Browning Slayer said:


> If Auburn didn't suck so bad I would probably get some bites too. But unfortunately the Dawgs have not been nice to Auburn. Heck, Auburn beats Bama more often then they beat us.


They work all season on game planning for Bama. That is all that matters to them. Losing to UGA is bad for them but not like losing to Bama. They could lose every game and then beat Bama and they would give a contract extension to the coach constantly digging in his nose.


----------



## Throwback (Nov 11, 2019)

Best thing could happen to the dawgs is to beat auburn and then auburn beat Alabama


----------



## Browning Slayer (Nov 11, 2019)

Throwback said:


> Best thing could happen to the dawgs is to beat auburn and then auburn beat Alabama


It’s what I want to happen! 

But we’re talking UGA/Auburn.. You in?


----------



## Throwback (Nov 11, 2019)




----------



## fairhopebama (Nov 11, 2019)

Throwback said:


> Best thing could happen to the dawgs is to beat auburn and then auburn beat Alabama


So your first post has nothing to do with the avatar bet but instead goes to Bama. Go figure.


----------



## Throwback (Nov 11, 2019)

Browning Slayer said:


> It’s what I want to happen!
> 
> But we’re talking UGA/Auburn.. You in?


But it won’t gonna happen cause auburn is gonna beat the dawgs and then dawgs go to belk bowl


----------



## Throwback (Nov 11, 2019)

fairhopebama said:


> So your first post has nothing to do with the avatar bet but instead goes to Bama. Go figure.


----------



## fairhopebama (Nov 11, 2019)

Throwback said:


> View attachment 990744


Before Auburn won theirs in 2010 it was 1958 since their last one. UGA still has a few years before they hit that dry spell.


----------



## fairhopebama (Nov 11, 2019)

Throwback said:


> View attachment 990745


Same cupcake that you all played in the SEC west


----------



## Browning Slayer (Nov 11, 2019)

fairhopebama said:


> So your first post has nothing to do with the avatar bet but instead goes to Bama. Go figure.


I told ya.. 

He's been pulling the Bama card since we beat the snot out of Auburn in Atlanta.


----------



## Browning Slayer (Nov 11, 2019)

Throwback said:


> But it won’t gonna happen cause auburn is gonna beat the dawgs and then dawgs go to belk bowl


Will Gus survive losing to UGA and Bama again this year?


----------



## Browning Slayer (Nov 11, 2019)

fairhopebama said:


> Before Auburn won theirs in 2010 it was 1958 since their last one. UGA still has a few years before they hit that dry spell.

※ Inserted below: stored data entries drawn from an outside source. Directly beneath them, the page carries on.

PR #2721, opened 2025-04-30
chore(pectra): StateDB metrics

calbera:
New metric key:
- `beacon_kit.statedb.partial_withdrawal_request_invalid`: When the validator's partial withdrawal request doesn't go through because the validators is _not_ partially withdrawable. Mainly for the case when a validator does multiple partial withdrawals in a row, resulting in partial withdrawals that cumulatively add up to more than their balance.

### DIFF
--- a/state-transition/core/metrics.go
+++ b/state-transition/core/metrics.go
@@ -37,10 +37,6 @@ func newStateProcessorMetrics(sink TelemetrySink) *stateProcessorMetrics {
 }
 
 func (s *stateProcessorMetrics) gaugeBlockGasUsed(blockNumber, txGasUsed, blobGasUsed math.U64) {
-	if s.sink == nil {
-		return
-	}
-
 	blockNumberStr := blockNumber.Base10()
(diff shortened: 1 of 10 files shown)


state-transition/core/metrics.go
```diff
@@ -37,6 +37,10 @@ func newStateProcessorMetrics(sink TelemetrySink) *stateProcessorMetrics {
 }
 
 func (s *stateProcessorMetrics) gaugeBlockGasUsed(blockNumber, txGasUsed, blobGasUsed math.U64) {
+	if s.sink == nil {
+		return
+	}
```
rezbera, line 42: When is `s.sink` nil? Given `TelemetrySink` is an interface, we should just have a noop implementation if the intent is to ignore metric calls

rezbera (commented):
allg except the 
```
	if s.sink == nil {
		return
	}
```
should remove these if we can as it not the best pattern

rezbera (approved):

PR #2730, opened 2025-05-05
implement abci_query hander

benluelo:


consensus/cometbft/service/abci.go
```diff
@@ -143,11 +147,88 @@ func (s *Service) Commit(
 // NOOP methods
 //
 
-func (Service) Query(
-	context.Context,
-	*abci.QueryRequest,
+func (s *Service) Query(
```
calbera, line 150: can we add a NOTE: comment where this has been partially copied from ([here](https://github.com/cosmos/cosmos-sdk/blob/960d44842b9e313cbe762068a67a894ac82060ab/baseapp/abci.go#L168) I believe)

consensus/cometbft/service/abci.go
```diff
@@ -143,11 +147,88 @@ func (s *Service) Commit(
...
+	}
+
+	switch path[0] {
+	case "store":
+		// "/store" prefix for store queries
+		req.Path = "/" + strings.Join(path[1:], "/")
+		cms := s.sm.GetCommitMultiStore()
+		queryable, ok := cms.(storetypes.Queryable)
+		if !ok {
+			panic(ok)
```
calbera, line 182: might be better to return error here like [cosmos](https://github.com/cosmos/cosmos-sdk/blob/960d44842b9e313cbe762068a67a894ac82060ab/baseapp/abci.go#L1102) rather than panic

consensus/cometbft/service/abci.go
```diff
@@ -143,11 +147,88 @@ func (s *Service) Commit(
...
+		Log:       log,
+	}
+}
+
+// NOTE: Copied from here: https://github.com/cosmos/cosmos-sdk/blob/960d44842b9e313cbe762068a67a894ac82060ab/baseapp/abci.go#L1153-L1165
+//
+// SplitABCIQueryPath splits a string path using the delimiter '/'.
+//
+// e.g. "this/is/funny" becomes []string{"this", "is", "funny"}
+func SplitABCIQueryPath(requestPath string) []string {
```
calbera, line 223: nit: this could be private

consensus/cometbft/service/abci.go
```diff
@@ -143,11 +147,88 @@ func (s *Service) Commit(
...
+		sdkReq := storetypes.RequestQuery(*req)
+		resp, err := queryable.Query(&sdkReq)
+		if err != nil {
+			return queryResult(err), nil
+		}
+		resp.Height = req.Height
+
+		abciResp := abci.QueryResponse(*resp)
+
+		return &abciResp, nil
```
calbera, line 194: because we don't use named returns and the panic recovery will reassign the `resp` pointer, we should probably assign `resp` here and not return

consensus/cometbft/service/abci.go
```diff
@@ -143,11 +147,88 @@ func (s *Service) Commit(
...
+	}()
+
+	// when a client did not provide a query height, manually inject the latest
+	if req.Height == 0 {
+		req.Height = s.LastBlockHeight()
+	}
+
+	path := SplitABCIQueryPath(req.Path)
+	if len(path) == 0 {
+		return queryResult(errorsmod.Wrap(sdkerrors.ErrUnknownRequest, "no query path provided")), nil
```
calbera, line 172: for the panic recovery, should also assign `resp` before then returning `resp`

consensus/cometbft/service/abci.go
benluelo: ah this was just from our testing, forgot to copy the actual error handling in. will fix 👍

consensus/cometbft/service/abci.go
```diff
@@ -139,17 +143,97 @@ func (s *Service) Commit(
...
+			return queryResult(err), nil
+		}
+		queryResp.Height = req.Height
+
+		resp := abci.QueryResponse(*queryResp)
+
+		return &resp, nil
+
+	default:
+		resp = queryResult(errorsmod.Wrap(sdkerrors.ErrUnknownRequest, "unknown query path"))
```
abi87, line 196: consider refactoring this with something like
```golang
if path[0] != "store" {
   return err
}
...
```
to reduce indentation

benluelo: i had kept it like this to be a bit more inline with the original implementation, but this PR is superseded by #2737 anyways 👍

PR #2722, opened 2025-05-01
chore(pectra): Add the 7002 pre-deploy contract in local test genesis files

calbera:
Since the current devnet (uses testing/files) and kurtosis (uses devnet) start from Electra, adding the 7002 pre-deploy contract in those networks' eth genesis files.

PR #2733, opened 2025-05-06
fix(ci): Add Execution Request Predeploys for CI

rezbera:
Erigon in their latest release has started enforcing that execution request predeploys are present. This is the correct behaviour which other clients do not enforce


calbera:
Can we add these predeploys in all of the genesis files covered in https://github.com/berachain/beacon-kit/pull/2722

calbera (approved):

rezbera:
nethermind is encountering issues when the genesis file has predeploys at those specific addresses. Still investigating

rezbera:
Update there is something unusual about the nethermind image. When i clone nethermind locally and build the docker image via docker build -t nethermind:local . and use that in make start-nethermind, it works fine, but the remote image doesn't work as it fails due to state root mismatch.

rezbera:
For now, to keep CI unblocked, I'm going to remove nethermind from genesis files. @nidhi-singh02 will work in parallel to add it back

Before Auburn "bought" theirs...


----------



## Throwback (Nov 11, 2019)

fairhopebama said:


> Before Auburn won theirs in 2010 it was 1958 since their last one. UGA still has a few years before they hit that dry spell.


----------



## Throwback (Nov 11, 2019)

Dawgs gonna be sick when they win SECCG against LSU then have to play Alabama in the final 4 
again


----------



## Browning Slayer (Nov 11, 2019)

Throwback said:


> Dawgs gonna be sick when they win SECCG against LSU then have to play Alabama in the final 4
> again


Not as sick as the Barners are going to feel Sunday morning when they wake up and realize UGA beat them again.


----------



## SpotandStalk (Nov 11, 2019)

Throwback said:


> Dawgs gonna be sick when they win SECCG against LSU then have to play Alabama in the final 4
> again



Lsu twice!


----------



## Browning Slayer (Nov 11, 2019)

Throwback said:


> Dawgs gonna be sick when they win SECCG against LSU then have to play Alabama in the final 4
> again


That depends.. who is LSU’s backup qb?


----------



## fairhopebama (Nov 11, 2019)

Throwback said:


> Dawgs gonna be sick when they win SECCG against LSU then have to play Alabama in the final 4
> again


If the Dawgs win the SECCG Bama will not be in the playoffs.


----------



## fairhopebama (Nov 11, 2019)

Throwback said:


> View attachment 990758


I see ya'll haven't contributed 180K on the offering plate at any churches. Or is it the account with the failed Colonial Bank has been closed and you all think that because there are still checks there is money in the account.


----------



## Throwback (Nov 11, 2019)

fairhopebama said:


> If the Dawgs win the SECCG Bama will not be in the playoffs.


That’s what we thought last time. Saban hit that special checking account and viola


----------



## fairhopebama (Nov 11, 2019)

Throwback said:


> That’s what we thought last time. Saban hit that special checking account and viola


whatever it takes. You may want to let Gus know that the Colonial Bank account has been closed and those checks are bouncing just like his head coaching stock.


----------



## SpotandStalk (Nov 11, 2019)

Sounds like the Iron Bowl Avatar bet will be the one


----------



## Lukikus2 (Nov 11, 2019)

Throwback said:


> Best thing could happen to the dawgs is to beat auburn and then auburn beat Alabama



I thought about that watching the LSU game. 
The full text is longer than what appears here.